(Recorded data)
========================================================================

PR #3167, opened 2022-05-04
Optimise build times

weiznich:
This commit replaces some recursive macros with simpler implementations
by generating non recursive where clauses by just forwarding to the next
smaller impl on the corresponding tuple.
According to my measurements this reduces the build time for a `cargo
check --no-default-features --features "sqlite 64-column-table"` build
from ~1min 20s to ~1min 05s.


Ten0:
Maybe relevant: that's weird, it looks like we had the opposite issue with #2480 (Rust issue https://github.com/rust-lang/rust/issues/75542) which we eventually worked around with 4db0e1d75f2fcfdecc733c3979ffd499cd1fa403 which goes the opposite way from this.

weiznich:
Yes that was surprising for me as well. Anyway see #3163 for more context. It seems like some rustc developers are aware of the issue regarding to `SqlType`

========================================================================

> What you should do:
Which lines of the records above contain the word "some"? Show each of them.

> Answer space:
This commit replaces some recursive macros with simpler implementations
Yes that was surprising for me as well. Anyway see #3163 for more context. It seems like some rustc developers are aware of the issue regarding to `SqlType`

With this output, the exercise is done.